* [RECORDED INFORMATION]
◆ ◆ ◆ ◆

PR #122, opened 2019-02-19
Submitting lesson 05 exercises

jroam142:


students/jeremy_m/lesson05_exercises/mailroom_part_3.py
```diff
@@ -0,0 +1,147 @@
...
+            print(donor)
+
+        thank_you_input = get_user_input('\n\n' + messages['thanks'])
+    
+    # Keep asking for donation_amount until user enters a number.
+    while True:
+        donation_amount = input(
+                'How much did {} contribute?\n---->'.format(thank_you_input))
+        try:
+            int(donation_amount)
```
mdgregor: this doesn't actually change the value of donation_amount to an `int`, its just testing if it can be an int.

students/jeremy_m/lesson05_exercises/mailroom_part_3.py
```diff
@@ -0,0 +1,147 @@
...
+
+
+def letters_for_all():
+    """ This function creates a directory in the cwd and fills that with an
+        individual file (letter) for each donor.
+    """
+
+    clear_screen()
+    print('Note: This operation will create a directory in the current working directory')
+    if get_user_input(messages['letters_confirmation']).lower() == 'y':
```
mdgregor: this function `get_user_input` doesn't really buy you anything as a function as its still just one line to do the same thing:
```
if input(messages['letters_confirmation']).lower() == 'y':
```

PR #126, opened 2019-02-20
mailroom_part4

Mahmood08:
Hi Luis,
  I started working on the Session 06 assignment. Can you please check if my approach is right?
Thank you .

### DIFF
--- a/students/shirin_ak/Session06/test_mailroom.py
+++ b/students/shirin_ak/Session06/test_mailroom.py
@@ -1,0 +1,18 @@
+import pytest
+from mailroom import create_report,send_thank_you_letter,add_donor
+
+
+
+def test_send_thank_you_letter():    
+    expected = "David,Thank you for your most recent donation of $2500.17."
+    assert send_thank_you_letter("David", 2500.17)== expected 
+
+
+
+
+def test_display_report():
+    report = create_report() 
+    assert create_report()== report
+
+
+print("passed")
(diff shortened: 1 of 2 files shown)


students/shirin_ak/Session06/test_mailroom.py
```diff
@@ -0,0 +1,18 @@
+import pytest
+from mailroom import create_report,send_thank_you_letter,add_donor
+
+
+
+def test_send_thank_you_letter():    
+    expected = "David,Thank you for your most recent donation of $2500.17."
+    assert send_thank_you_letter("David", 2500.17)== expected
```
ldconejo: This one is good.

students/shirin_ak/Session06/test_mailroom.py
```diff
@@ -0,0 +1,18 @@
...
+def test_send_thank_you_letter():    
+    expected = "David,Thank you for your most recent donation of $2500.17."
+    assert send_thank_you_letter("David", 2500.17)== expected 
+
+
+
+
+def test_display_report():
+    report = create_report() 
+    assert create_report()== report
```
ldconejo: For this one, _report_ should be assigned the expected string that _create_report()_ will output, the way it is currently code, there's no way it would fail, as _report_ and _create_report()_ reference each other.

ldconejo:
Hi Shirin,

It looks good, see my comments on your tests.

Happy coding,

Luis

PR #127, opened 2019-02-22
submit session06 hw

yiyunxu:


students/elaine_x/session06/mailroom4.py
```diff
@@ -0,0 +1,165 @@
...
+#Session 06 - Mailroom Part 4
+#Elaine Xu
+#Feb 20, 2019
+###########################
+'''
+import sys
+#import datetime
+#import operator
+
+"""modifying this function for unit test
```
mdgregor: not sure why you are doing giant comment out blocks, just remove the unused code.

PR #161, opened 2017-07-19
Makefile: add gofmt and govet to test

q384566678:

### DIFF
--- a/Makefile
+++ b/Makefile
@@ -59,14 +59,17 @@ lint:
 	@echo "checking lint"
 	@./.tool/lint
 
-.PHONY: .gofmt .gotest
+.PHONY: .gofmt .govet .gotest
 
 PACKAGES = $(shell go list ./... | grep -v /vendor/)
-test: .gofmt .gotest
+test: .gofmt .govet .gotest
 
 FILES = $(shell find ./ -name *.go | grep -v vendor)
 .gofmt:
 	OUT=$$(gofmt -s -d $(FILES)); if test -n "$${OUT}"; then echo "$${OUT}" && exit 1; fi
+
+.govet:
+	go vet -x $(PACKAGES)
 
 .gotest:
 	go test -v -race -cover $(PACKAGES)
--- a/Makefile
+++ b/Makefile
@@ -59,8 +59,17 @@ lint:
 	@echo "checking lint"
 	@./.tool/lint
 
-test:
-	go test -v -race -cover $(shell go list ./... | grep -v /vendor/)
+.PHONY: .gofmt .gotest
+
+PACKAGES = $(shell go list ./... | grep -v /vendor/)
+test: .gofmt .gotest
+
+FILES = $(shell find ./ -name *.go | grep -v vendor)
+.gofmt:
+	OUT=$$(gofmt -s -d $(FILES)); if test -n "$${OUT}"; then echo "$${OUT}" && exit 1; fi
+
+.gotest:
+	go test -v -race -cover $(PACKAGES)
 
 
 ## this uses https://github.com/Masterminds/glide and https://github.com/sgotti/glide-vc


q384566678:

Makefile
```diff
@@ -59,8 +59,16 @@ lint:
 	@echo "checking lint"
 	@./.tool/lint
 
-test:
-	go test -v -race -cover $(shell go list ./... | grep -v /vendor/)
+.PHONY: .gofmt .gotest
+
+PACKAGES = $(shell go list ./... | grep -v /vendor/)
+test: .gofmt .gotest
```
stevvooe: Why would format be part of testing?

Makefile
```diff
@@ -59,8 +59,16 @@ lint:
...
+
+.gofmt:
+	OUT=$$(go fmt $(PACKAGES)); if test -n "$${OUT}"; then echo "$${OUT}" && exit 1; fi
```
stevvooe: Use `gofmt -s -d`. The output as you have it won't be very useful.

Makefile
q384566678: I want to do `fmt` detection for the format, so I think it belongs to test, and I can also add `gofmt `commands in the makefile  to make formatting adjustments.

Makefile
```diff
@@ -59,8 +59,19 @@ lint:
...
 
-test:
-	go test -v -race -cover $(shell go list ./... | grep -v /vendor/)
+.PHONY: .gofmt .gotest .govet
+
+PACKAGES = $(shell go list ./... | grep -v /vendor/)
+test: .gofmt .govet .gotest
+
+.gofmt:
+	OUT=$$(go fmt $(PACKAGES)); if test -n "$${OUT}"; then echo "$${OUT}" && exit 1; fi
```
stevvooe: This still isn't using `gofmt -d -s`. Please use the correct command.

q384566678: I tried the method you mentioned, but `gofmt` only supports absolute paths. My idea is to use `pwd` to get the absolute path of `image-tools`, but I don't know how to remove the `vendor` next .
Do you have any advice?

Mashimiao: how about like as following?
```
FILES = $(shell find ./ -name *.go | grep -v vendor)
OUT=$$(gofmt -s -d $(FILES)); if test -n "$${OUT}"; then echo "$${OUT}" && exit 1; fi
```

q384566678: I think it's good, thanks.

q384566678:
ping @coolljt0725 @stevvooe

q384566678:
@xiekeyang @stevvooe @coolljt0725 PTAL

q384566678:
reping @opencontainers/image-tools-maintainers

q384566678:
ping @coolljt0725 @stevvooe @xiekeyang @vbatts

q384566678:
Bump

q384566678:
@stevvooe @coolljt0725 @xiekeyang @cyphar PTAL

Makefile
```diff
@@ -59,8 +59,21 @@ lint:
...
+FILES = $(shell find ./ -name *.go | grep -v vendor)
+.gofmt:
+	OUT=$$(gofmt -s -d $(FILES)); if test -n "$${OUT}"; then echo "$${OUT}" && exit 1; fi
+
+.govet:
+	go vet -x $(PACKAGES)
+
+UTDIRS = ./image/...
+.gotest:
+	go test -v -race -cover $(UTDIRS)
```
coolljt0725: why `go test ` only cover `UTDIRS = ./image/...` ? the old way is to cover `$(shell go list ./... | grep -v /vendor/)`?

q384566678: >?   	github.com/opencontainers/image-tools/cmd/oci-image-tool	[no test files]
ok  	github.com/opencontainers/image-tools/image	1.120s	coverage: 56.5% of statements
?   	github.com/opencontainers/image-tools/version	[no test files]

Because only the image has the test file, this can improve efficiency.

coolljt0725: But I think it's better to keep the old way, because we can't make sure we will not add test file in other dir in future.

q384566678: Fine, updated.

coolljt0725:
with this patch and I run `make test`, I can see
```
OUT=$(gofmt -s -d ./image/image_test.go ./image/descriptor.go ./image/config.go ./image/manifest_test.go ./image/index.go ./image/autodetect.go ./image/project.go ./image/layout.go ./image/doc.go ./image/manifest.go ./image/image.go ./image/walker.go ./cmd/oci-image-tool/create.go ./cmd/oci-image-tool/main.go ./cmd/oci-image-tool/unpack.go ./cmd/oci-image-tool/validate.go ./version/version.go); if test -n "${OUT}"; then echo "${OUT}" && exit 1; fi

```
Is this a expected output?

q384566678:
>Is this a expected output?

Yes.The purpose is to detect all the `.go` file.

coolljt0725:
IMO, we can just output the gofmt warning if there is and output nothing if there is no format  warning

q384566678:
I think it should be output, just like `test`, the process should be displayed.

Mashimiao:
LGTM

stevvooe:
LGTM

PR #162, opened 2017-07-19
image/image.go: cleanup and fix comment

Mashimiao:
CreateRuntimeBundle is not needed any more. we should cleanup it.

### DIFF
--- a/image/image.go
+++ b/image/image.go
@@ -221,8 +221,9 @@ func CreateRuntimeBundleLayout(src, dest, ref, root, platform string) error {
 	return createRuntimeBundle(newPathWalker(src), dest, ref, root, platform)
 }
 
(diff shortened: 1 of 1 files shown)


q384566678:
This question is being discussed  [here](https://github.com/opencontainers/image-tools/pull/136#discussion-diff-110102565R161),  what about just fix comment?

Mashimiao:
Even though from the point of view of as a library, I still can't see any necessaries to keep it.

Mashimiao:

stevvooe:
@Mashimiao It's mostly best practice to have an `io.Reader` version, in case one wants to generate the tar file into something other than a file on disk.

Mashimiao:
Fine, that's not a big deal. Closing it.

◆ ◆ ◆ ◆

* [TRY IT]
Number of lines in the records above holding the word "opened": state it and nothing else.

* [TASK OUTPUT]
5